Тут сталкивались два мира, совершенно разных и чужих, не перестающих упрекать один другого в несправедливости, что выражалось, с одной стороны, в гримасах чиновников и отстраненном отношении врачей, ограничивающихся только беглым осмотром, с другой — в презрительном равнодушии узников Аушвица, Берген-Бельзена или Бухенвальда. «Мы перестали понимать друг друга», — думал Феликс, наблюдая за горюющей женщиной, только что узнавшей от одного из депортированных, что ее супруг давным-давно умер. В голосе сообщившего это известие не было даже намека на сочувствие или жалость. Лагерная жизнь смела все условности. «Вот до чего довели нас нацисты, — снова подумал он. — Мы разговариваем на одном языке, но одни и те же слова теперь для нас означают нечто принципиально разное».

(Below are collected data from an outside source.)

PR #5401, opened 2026-07-11
#5359: point fragile ?. chain link @pos at the dot, not the question mark

### LINKED ISSUE #5359: Fragile `?.` operator incorrectly assigns @pos to `?`, violating R-9.1.3 standard

## Summary
Tokens.readChain() captures the dispatch link's source column into `dot` BEFORE calling consumeDispatch(). For a plain `.` link the cursor already sits on the dot, so `dot` is correct. But for the fragile `?.` operator the cursor sits on the `?`, one column before the dot, so the emitted MethodChain records the `?` column rather than the `.` column. That MethodChain.dot() value is later written straight to @pos in Emissions.expression (lines 66/71), Emissions.emitArg (lines 191/196), ChainEmission.run (lines 95/102), and LnOnlyPhi.emitLhs (lines 157/162).

## Location
[`eo-parser/src/main/java/org/eolang/parser/Tokens.java`](https://github.com/objectionary/eo/blob/master/eo-parser/src/main/java/org/eolang/parser/Tokens.java#L476) lines 476-481.

## Buggy code
```java
while (!this.atEnd() && this.dispatchAhead()) {
    final int dot = this.span.indent() + this.cursor;
    final boolean fragile = this.consumeDispatch();
    final Value name = this.readMethodName();
    chain.add(new MethodChain(name.raw(), dot, name.end(), fragile));
}
```

## Why it's wrong
MethodChain's own Javadoc says the stored column is the "Column of the leading dot" and "Per R-9.1.3, the dot column is the @pos value emitted for the link's <o>", and LnMethodTest.recordsDotColumnForChainLink asserts "the chain link's @pos must equal the column of the leading dot per R-9.1.3". The leading dot of a `?.` operator is the `.`, not the `?`. The sibling standalone-continuation path in LnMethod (line 86: `method.pos() - 1`) correctly points @pos at the `.` for both plain and fragile continuations, so the two code paths disagree by one column for fragile dispatch.

Verifier confirmation: Confirmed a genuine, distinct off-by-one in Tokens.readChain (Tokens.java:477). It captures `final int dot = this.span.indent() + this.cursor;` BEFORE calling consumeDispatch() (line 478). For a plain `.` the cursor already sits on the dot, so `dot` is the dot column (correct). But fragileAhead (Tokens.java:642-645) detects `?.` with the cursor on the `?`, so for the fragile operator `dot` is the column of the `?`, one column before the actual leading dot. That value flows unchanged into @pos via MethodChain.dot() in Emissions (lines 66/71), ChainEmission (95/102), and LnOnlyPhi (157/162). This violates MethodChain's own contract ("Column of the leading dot ... Per R-9.1.3, the dot column is the @pos value", MethodChain.java:23-25/9-13) and disagrees with the sibling LnMethod continuation path, which emits `method.pos() - 1` (LnMethod.java:86) = the `.` column for both plain and fragile links. I verified empirically by driving the real parser: `  foo?.bar > x` emits `<o base=".bar" pos="5">` (the `?` at column 5) even though the `.` is at column 6, whereas the plain `  foo.bar > x` correctly emits pos=5 for its `.` at column 5, and the equivalent fragile continuation `  ?.bar > y` emits pos=3 pointing at its `.`. So the fragile inline path is off by one and inconsistent with the continuation path. The bug is not in the already-filed list (all in Emissions/StUnhex/Suffix/Comments) and is distinct.

## Expected behavior
For an inline fragile chain `foo?.bar`, the `.bar` link's @pos should equal the column of the `.` (the leading dot). For `foo?.bar > x` at indent 2 (body index of `.` is 4, so column 6), @pos should be 6, matching what LnMethod produces for the equivalent `?.bar` continuation line.

## Suggested fix
Compute the dot column after accounting for the fragile prefix, e.g. determine `fragile` first (via Tokens.fragileAhead) and set `final int dot = this.span.indent() + this.cursor + (fragile ? 1 : 0);` before consuming, so the recorded column points at the `.` for both `.` and `?.` forms.

morphqdd:
Closes #5359.

`Tokens.readChain()` captured the dispatch link's source column (`dot`) BEFORE calling `consumeDispatch()`. For a plain `.` this is correct — the cursor already sits on the dot. But for the fragile `?.` operator the cursor sits on the `?`, one column before the dot, so the emitted `MethodChain` recorded the `?` column instead of the `.` column, violating `MethodChain`'s own contract ("Column of the leading dot ... Per R-9.1.3, the dot column is the @pos value") and disagreeing with the sibling standalone-continuation path in `LnMethod` (`method.pos() - 1`, which correctly points at the `.` for both plain and fragile continuations).

For `foo?.bar > x` at indent 0, the `.` sits at column 4 (`f`0 `o`1 `o`2 `?`3 `.`4), but the emitted `<o base='.bar'>` carried `@pos='3'` (the `?`).

Fix: determine `fragile` via `Tokens.fragileAhead` before consuming, and add 1 to the recorded column when fragile, so it points at the `.` for both forms.

Added `LnApplicationTest.recordsDotColumnForFragileChainLinkPos` reproducing the issue's exact example. Verified it fails (`pos='3'` instead of `'4'`) against the original code, and passes with the fix.

Verification:

### DIFF
--- a/eo-parser/src/main/java/org/eolang/parser/Tokens.java
+++ b/eo-parser/src/main/java/org/eolang/parser/Tokens.java
@@ -474,8 +474,12 @@ final class Tokens {
     List<MethodChain> readChain() {
         final List<MethodChain> chain = new ArrayList<>(0);
         while (!this.atEnd() && this.dispatchAhead()) {
-            final int dot = this.span.indent() + this.cursor;
-            final boolean fragile = this.consumeDispatch();
+            final boolean fragile = Tokens.fragileAhead(this.body, this.cursor);
+            int dot = this.span.indent() + this.cursor;
+            if (fragile) {
+                dot = dot + 1;
+            }
+            this.consumeDispatch();
             final Value name = this.readMethodName();
             chain.add(new MethodChain(name.raw(), dot, name.end(), fragile));
         }
--- a/eo-parser/src/test/java/org/eolang/parser/LnApplicationTest.java
+++ b/eo-parser/src/test/java/org/eolang/parser/LnApplicationTest.java
@@ -193,6 +193,20 @@ final class LnApplicationTest {
     }
 
     @Test
+    void recordsDotColumnForFragileChainLinkPos() {
+        final Emit emit = new Emit();
+        new LnApplication(new Span("foo?.bar > x", 1))
+            .into(new Stack(), new Globals(), emit);
+        emit.close();
+        MatcherAssert.assertThat(
+            "a fragile `?.` chain link's @pos must point at the `.`, not at the `?`,"
+                .concat(" matching the standalone-continuation path in LnMethod"),
+            LnApplicationTest.render(emit),
+            XhtmlMatchers.hasXPath("/object/o[@base='.bar' and @pos='4']")
+        );
+    }
+
+    @Test
     void emitsTwoLevelChainAsThreeSiblings() {
         final Emit emit = new Emit();
         new LnApplication(new Span("foo.bar.baz > x", 1))


0crat:
@morphqdd Thanks for the contribution! You've earned +12 points for this: +16 as a basis; -4 for too few (22) hits-of-code. Please, [keep](https://www.yegor256.com/2018/03/06/speed-vs-quality.html) them coming. Your running score is [+944](https://www.eolang.org/zerocracy/objectionary-vitals.html); don't forget to check your [Zerocracy account](https://www.zerocracy.com/) too).

morphqdd:

PR #5411, opened 2026-07-12
Terminate the last catchable fs errors with a bottom and unify nk/socket behind an adapter

### LINKED ISSUE #5410: `dir.walk` and `dir.tmpfile.touch` should terminate with ⊥, not produce a catchable error
`dir.walk` (`EOdir$EOwalk`) and `dir.tmpfile.touch` (`EOdir$EOtmpfile$EOtouch`) are the last two atoms in the runtime that produce a *catchable* error. Both do `catch (IOException) → throw new IllegalArgumentException(...)`, and `PhSafe` turns that into an `EOerror.ExError`, which `try` can catch — exactly the mechanism the fragile-objects epic (#5261) is removing.

Their failures are system-level — `Files.walk` fails on I/O during traversal, `Files.createTempFile` on `ENOSPC`/`EACCES` — so by the epic's rule they warrant no recoverable fallback; they should terminate with ⊥, the same treatment `file.touched`/`deleted`/`moved` already got.

The minimal fix keeps the atoms as they are and only changes the failure path from a catchable `IllegalArgumentException` to `throw new ExFailure(...)` (chaining the `IOException` as the root cause), which is how the other Java atoms (`Heaps`, `Expect`) already panic. Once these two are ⊥, nothing in the runtime produces a catchable `error`, which unblocks deleting the `error` object and retiring `try`.

Rewriting these atoms to pure EO backed by syscalls (`walk` via `opendir`/`readdir` + glob, `touch` via `mkstemp`) is a separate fs-fidelity effort and is intentionally out of scope here.

### LINKED ISSUE #5413: Unify nk/socket's posix and win32 implementations behind an adapter, dropping try/error
`nk/socket` no longer uses `try`/`error` for error handling — every network operation already returns a per-operation fallback (`cant-connect`, `cant-listen`, `cant-accept`, `cant-send`, `cant-receive`) and cleanup failures are ⊥. The `try` blocks that remain (`safe-socket` and `accept`, on both the posix and win32 sides) are pure RAII: their `catch (error ex > [ex])` is a dead re-raise, and their only real job is the `finally` that closes the socket.

Convert those to `seq`:

- delete the dead `error ex > [ex]` catch clauses;
- replace the `finally` with `seq * result (closed-socket sd) result`, where `result` is the scope's outcome captured once via `!` so the trailing reference returns the already-dataized bytes rather than re-running the scope over a closed socket;
- keep the whole main (including the bad-address branch) inside the `seq` so the socket is still closed on the recover-and-continue path, not just on success.

Cleanup on ⊥ is unnecessary — a ⊥ propagates to the top and the process exits, so the OS reclaims the descriptor.

This removes the last uses of `try` outside `try.eo`, which unblocks deleting the `error` object and retiring `try` in a follow-up.

maxonfjvipon:
Two related steps toward removing the `error` object and retiring `try`.

**dir (`walk`, `tmpfile.touch`).** These were the last two atoms turning an `IOException` into an `IllegalArgumentException`, which `PhSafe` promotes to a catchable `EOerror.ExError`. Their failures are system-level, so they now `throw ExFailure` (keeping the `IOException` as the root cause), the way the other Java atoms already panic. A `throws-on-walking-absent-directory` test pins the termination down.

**nk/socket.** The posix and win32 stacks were two parallel ~180-line objects. Since Winsock is Berkeley-derived, their operation names and failure sentinels already match, so they collapse into one shared `impl` parameterized by a small per-OS adapter — the raw syscall object, the close name, a human-readable error text, and the start-up / clean-up steps. WSAStartup/WSACleanup normalize away (posix's startup is a constant `0`, its cleanup a no-op), so both platforms run the same `safe-socket` body. The RAII `try` blocks become `seq`: the dead `error` re-raise catches are dropped, and the socket is closed by sequencing the scope result (frozen once via `!`) before the close — cleanup on a bottom is unnecessary since the process is terminating and the OS reclaims the descriptor. `socket.eo` drops from 529 to 342 lines.

Together these remove the last uses of `error` and `try` outside `try.eo`, which unblocks deleting `error` and reframing `try` next.

Closes #5410
Closes #5413


0crat:
@maxonfjvipon Thanks for the contribution! You've earned +4 points for this: +16 as a basis; -4 for too many hits-of-code (341 >= 100); -8 for the lack of code review. Please, [keep](https://www.yegor256.com/2018/03/06/speed-vs-quality.html) them coming. Your running score is [+610](https://www.eolang.org/zerocracy/objectionary-vitals.html); don't forget to check your [Zerocracy account](https://www.zerocracy.com/) too).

Кровь пульсировала в висках, и Феликс поднял руки к голове, стараясь прогнать боль, как моральную, так и физическую. Уже несколько недель он спал урывками, часто просыпаясь, словно после приснившегося кошмара. Кровь приливала к ушам, когда он всматривался в темноту комнаты, не чувствуя под собой опоры. Он стал пропускать лекции в университете, несмотря на приближение экзаменов. Он не мог сосредоточиться на таких предметах, как право и экономика. Книжные строчки расплывались перед глазами. Сидя в аудитории, он смотрел на преподавателей, но не слышал их слов, он следил за их артикуляцией, напрасно надеясь прочитать что-либо по губам, так, будто он стал глухим. Немыслимо. Именно немыслимо было даже представить, что его родителей и малышку Далию могли подвергать бесчеловечным пыткам, о которых писала пресса. Особенно чудовищными подробностями пестрели коммунистические газеты. Закрываясь в комнате, он читал «Юманите»[8], покрываясь потом от ужаса.

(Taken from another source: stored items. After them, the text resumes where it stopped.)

PR #5420, opened 2026-07-12
#5333: fix intermittent transpile corruption from a shared, non-thread-safe XSL train

### LINKED ISSUE #5333: Intermittent transpilation failure: XSL race condition results in malformed Java in `eo-runtime`

morphqdd:
Closes #5333.

## Root cause

`Transpiling.TRAIN` was a single `static final Train<Shift>` shared across
every worker thread in the `Threaded` pool used to transpile all `.eo` files
in parallel. `TrClasspath`/`StClasspath` compile their XSL stylesheets
lazily on first use, and that compilation is not thread-safe — this is the
exact same root-cause shape as #5209/#5234, which fixed the analogous race
in the lint phase's `LtByXsl` (a lazily-compiled, `Unchecked(Sticky(...))`
XSL cache shared across the lint thread pool).

Concurrent threads racing on the same lazy-compilation cache inside the
shared `TRAIN`'s `Shift` objects could produce a truncated or garbled Java
file for whichever object happened to be mid-compilation when another
thread's compilation interfered — matching the observed symptom exactly:
a syntax error in a generated file whose EO source was untouched and
correct, disappearing on retry of the identical commit.

## Fix

Switch `TRAIN` from a shared `static final Train<Shift>` to a
`ThreadLocal<Train<Shift>>`. Each worker thread now gets its own
independently-compiled train — no shared lazy-compilation state to race
on — while still reusing its own compiled stylesheets across every source
it processes, so most of the caching benefit from compiling once is kept
(only the pool size, `availableProcessors() * 2`, worth of redundant
compilations happen instead of one).

## Testing

- Strengthened the existing `transpilesSeveralEoProgramsInParallel` test:
  it previously only checked the *count* of generated files, which
  wouldn't have caught this bug (file count stays correct even when a
  file's content is corrupted). It now also verifies each generated file
  contains the expected class declaration and has balanced braces/parens.
- Ran the full `eo-maven-plugin` module test suite locally (`mvn test -pl
  eo-maven-plugin`): 343 tests, 0 failures, 0 errors, 5 skipped (unchanged
  from before this PR).
- `mvn clean verify -Pqulice -DskipTests -pl eo-maven-plugin`: clean.

Note: like the original bug, this race is inherently intermittent — I
cannot deterministically reproduce the exact corruption in a unit test
(that's the nature of the bug per #5333's own description: "a clean local
build compiled without error, and simply re-running the job on the
identical commit turned it green"). The fix follows the established,
already-accepted precedent from #5209/#5234 for the identical failure
mode in a sibling XSL pipeline.

### DIFF
--- a/eo-maven-plugin/src/main/java/org/eolang/maven/Transpiling.java
+++ b/eo-maven-plugin/src/main/java/org/eolang/maven/Transpiling.java
@@ -62,24 +62,36 @@ final class Transpiling implements Step {
     static final String PRE = "5-pre-transpile";
 
     /**
-     * Parsing train with XSLs.
+     * Parsing train with XSLs, one instance per thread.
+     * <p>
+     *     A single shared instance is deliberately avoided: {@link TrClasspath}
+     *     and {@link StClasspath} compile their XSL stylesheets lazily on
+     *     first use, and that lazy compilation is not thread-safe. Sharing one
+     *     instance across the {@link Threaded} worker pool races on the same
+     *     underlying compilation cache and can produce truncated or garbled
+     *     Java output. Keeping one instance per thread still lets each worker
+     *     thread reuse its own compiled stylesheets across the sources it
+     *     processes.
+     * </p>
      */
-    static final Train<Shift> TRAIN = new TrFull(
-        new TrJoined<>(
-            new TrClasspath<>(
-                "/org/eolang/maven/transpile/set-locators.xsl",
-                "/org/eolang/maven/transpile/set-original-names.xsl",
-                "/org/eolang/maven/transpile/classes.xsl",
-                "/org/eolang/maven/transpile/tests.xsl",
-                "/org/eolang/maven/transpile/anonymous-to-nested.xsl",
-                "/org/eolang/maven/transpile/package.xsl",
-                "/org/eolang/maven/transpile/attrs.xsl",
-                "/org/eolang/maven/transpile/data.xsl"
-            ).back(),
-            new TrDefault<>(
-                new StClasspath(
-                    "/org/eolang/maven/transpile/to-java.xsl",
-                    String.format("disclaimer %s", new Disclaimer())
+    private static final ThreadLocal<Train<Shift>> TRAIN = ThreadLocal.withInitial(
+        () -> new TrFull(
+            new TrJoined<>(
+                new TrClasspath<>(
+                    "/org/eolang/maven/transpile/set-locators.xsl",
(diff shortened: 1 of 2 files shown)


morphqdd:

0crat:
@morphqdd Thanks for the contribution! You've earned +12 points for this: +16 as a basis; -4 for too many hits-of-code (121 >= 100). Please, [keep](https://www.yegor256.com/2018/03/06/speed-vs-quality.html) them coming. Your running score is [+991](https://www.eolang.org/zerocracy/objectionary-vitals.html); don't forget to check your [Zerocracy account](https://www.zerocracy.com/) too).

Ощутив внезапную потребность выйти на воздух, Феликс стал выбираться из толпы, помогая себе локтями, пока не оказался на тротуаре перед досками с объявлениями, установленными вдоль бульвара Распай. С отчаянием он стал всматриваться в лица на фотографиях, пробегать глазами объявления с номерами эшелонов, на которых прибывали бывшие узники. Аббревиатуры казались шифрами, понятными только посвященным. Но все его попытки узнать правду оставались без результата, он не знал, продолжать надеяться или нет, и долго ли продлится его плавание между надеждой и безысходностью.

— Феликс… Феликс!

Голос доносился издалека, искаженный густым туманом. Кто-то тряс его за плечо. Он, поняв, что стоит почти вплотную к одной из досок, почувствовал себя неловко из-за того, что занял столько места и мешает другим разбирать объявления. Наташа, схватив его за руку, с силой потянула к себе; ее пальцы и ногти впились в его кожу, словно он был добычей, которую она боялась упустить.

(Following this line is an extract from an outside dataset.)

PR #6155, opened 2026-07-30
Let dead input and output receive their origin

### LINKED ISSUE #6084: Void-less `input.dead` and `output.dead` package members disrupt receiver form of dispatch, breaking contract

— Ты что тут делаешь? — спросил он с дрожью в голосе.

— Слежу за тобой.

— Следишь?

— Вот уже много дней ты врешь. Ты говоришь матери, что встаешь раньше, потому что у тебя много занятий, но не берешь с собой даже записной книжки. Вчера твои приятели сказали, что ты прогуливаешь лекции. Поэтому сегодня утром я проследила за тобой.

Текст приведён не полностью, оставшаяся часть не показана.